Suitable for a sunny, warm site.

Soil and substrates

Basil grows well in fertile, light loamy, or sandy loam soil. It should be deeply tilled, friable, well structured, water and air permeable. In heavier soils, it is recommended that sawdust, acid-free peat, sand and organic fertilizer be added in the autumn. Special seedling substrates prepared in advance are suitable for seedlings.

Nutrient requirements

The soil must be rich in nutrients.

Basil plant
Basil plant

Sowing and planting

Sowing is done in boxes in mid-April, with a very thin layer of soil. Germination takes 10-14 days and seedlings grow in 35-40 days. The most favorable temperature is 18-20 °C during the day and 15 °C at night. The seedlings are thinned when the first true leaves begin to form. The seedlings are planted at a spacing of 30×30 cm. In the greenhouse, they are planted in mid-May and outdoors in early June. The soil is fertilized with compost before planting. Basil will shrivel up outdoors in colder summers. In the greenhouse they grow well, are larger than outdoors and accumulate more essential oils. A good neighbor for tomatoes, cucumbers. Can be grown in pots on the balcony, in the room.

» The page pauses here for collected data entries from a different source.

PR #4578, opened 2020-11-14
list_tags: span element & custom class for label

noraj:
## What does it do?

When `style` is not `list` with `show_count` the pseudo HTML is

```html
<a class="a">
    raw label
    <span class="count">count</span>
</a>
```

I implemented a way to customize the label too to something like

```html
<a class="a">
    <span class="label">raw label</span>
    <span class="count">count</span>
</a>
```

This is 100% backward compatible, for style = list there is not change, and if `option.class.label` is not set there is no span to not break the actual behavior. The new customization only appear when  `option.class.label` is set.

## How to test

```sh
git clone -b list_tags/label https://github.com/noraj/hexo.git
cd hexo
npm install
npm test
```

Put this in a template:

```pug
list_tags({show_count: true, class: {a: 'tempor', count: 'dolor', label: 'lorem'}, style: false, separator: ''})
```

## Screenshots

My use case was for Bulma CSS [addons tags](https://bulma.io/documentation/elements/tag/#list-of-tags) that is not possible without 2 spans.

I use this

```pug
list_tags({orderby: 'name', order: 1, show_count: true, class: {a: '', count: 'tag is-primary', label: 'tag is-dark'}, style: false, separator: ''})
```

image

## Pull request tasks

- [x] Passed the CI test. (yes error are not due to my code introduction)
- [x] documentation https://github.com/hexojs/site/pull/1564

### DIFF
--- a/lib/plugins/helper/list_tags.js
+++ b/lib/plugins/helper/list_tags.js
@@ -14,7 +14,7 @@ function listTagsHelper(tags, options) {
   const { style = 'list', transform, separator = ', ', suffix = '' } = options;
   const showCount = Object.prototype.hasOwnProperty.call(options, 'show_count') ? options.show_count : true;
   const classStyle = typeof style === 'string' ? `-${style}` : '';
-  let className, ulClass, liClass, aClass, countClass;
+  let className, ulClass, liClass, aClass, labelClass, countClass, labelSpan;
   if (typeof options.class !== 'undefined') {
     if (typeof options.class === 'string') {
       className = options.class;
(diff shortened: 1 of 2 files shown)


lib/plugins/helper/list_tags.js
```diff
@@ -25,13 +25,19 @@ function listTagsHelper(tags, options) {
     ulClass = options.class.ul || `${className}${classStyle}`;
     liClass = options.class.li || `${className}${classStyle}-item`;
     aClass = options.class.a || `${className}${classStyle}-link`;
+    labelClass = options.class.label || `${className}${classStyle}-label`;
     countClass = options.class.count || `${className}${classStyle}-count`;
+
+    labelSpan = !!Object.prototype.hasOwnProperty.call(options.class, 'label');
```
SukkaW, line 31:
```suggestion
    labelSpan = Object.prototype.hasOwnProperty.call(options.class, 'label');
```

IMHO `!!` is not necessary.

noraj: I course there are not and I never put them, that's again a post-commit hook. Those are dangerous and it's not the first time of of those hook mess with the code.

SukkaW (approved):

PR #4581, opened 2020-11-27
expose `escape_html` helper method for string manipulation to templates

awwong1:
## What does it do?

Expose the `escape_html` utility function from [https://github.com/hexojs/hexo-util/blob/master/lib/escape_html.js](https://github.com/hexojs/hexo-util/blob/master/lib/escape_html.js) so it can be called in templates.

## How to test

Requires 0,1-0,2 g of seeds per 1 m2.

Plant care

After seedlings have been established, water with fermented nettle extract is repeated after 14 days. Watering should be carried out when the soil surface is dry, in the first half of the day. Basil does not like wet soil. Very sensitive to frost.

Pests and diseases

Basil is attacked by slugs, snails, cabbage and turnip whitefly caterpillars, aphids, gravel beetles, leafhoppers and leafhopper larvae. If grown on the same substrate year after year in the greenhouse, they start to suffer from fusariosis.

Yield

Basil is at its most aromatic at the beginning of flowering (late June/early July). The grass for drying is cut leaving a stubble of 10 cm. Once the basil has grown back, it is cut again. Continuous harvesting of the apical shoots with leaves encourages branching. Dry in a well-ventilated place protected from sunlight or in a drying oven at a temperature of not more than 35 °C. Store in airtight dark glass containers or paper bags.